→ **Exercise**
Could you repeat the entries below word for word, leaving nothing out?
------------------------
PR #229, opened 2024-12-13
Bump OS image and dependencies for Read the Docs build config

agriyakhetarpal:
## Description

Our Read the Docs configuration is slightly outdated by now, so I've updated the following:
- the OS version from Ubuntu 20.04 to Ubuntu 22.04
- the Mambaforge version from 4.10 to 23.11

### DIFF
--- a/.readthedocs.yml
+++ b/.readthedocs.yml
@@ -1,7 +1,7 @@
 version: 2
 
 build:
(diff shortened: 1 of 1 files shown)


agriyakhetarpal:
The RTD build is working without any issues and isn't related to a bug or a user-facing feature; self-merging. Thanks!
------------------------
→ **Response to this exercise**
PR #229, opened 2024-12-13
Bump OS image and dependencies for Read the Docs build config

agriyakhetarpal:
## Description

Our Read the Docs configuration is slightly outdated by now, so I've updated the following:
- the OS version from Ubuntu 20.04 to Ubuntu 22.04
- the Mambaforge version from 4.10 to 23.11

### DIFF
--- a/.readthedocs.yml
+++ b/.readthedocs.yml
@@ -1,7 +1,7 @@
 version: 2
 
 build:
(diff shortened: 1 of 1 files shown)


agriyakhetarpal:
The RTD build is working without any issues and isn't related to a bug or a user-facing feature; self-merging. Thanks!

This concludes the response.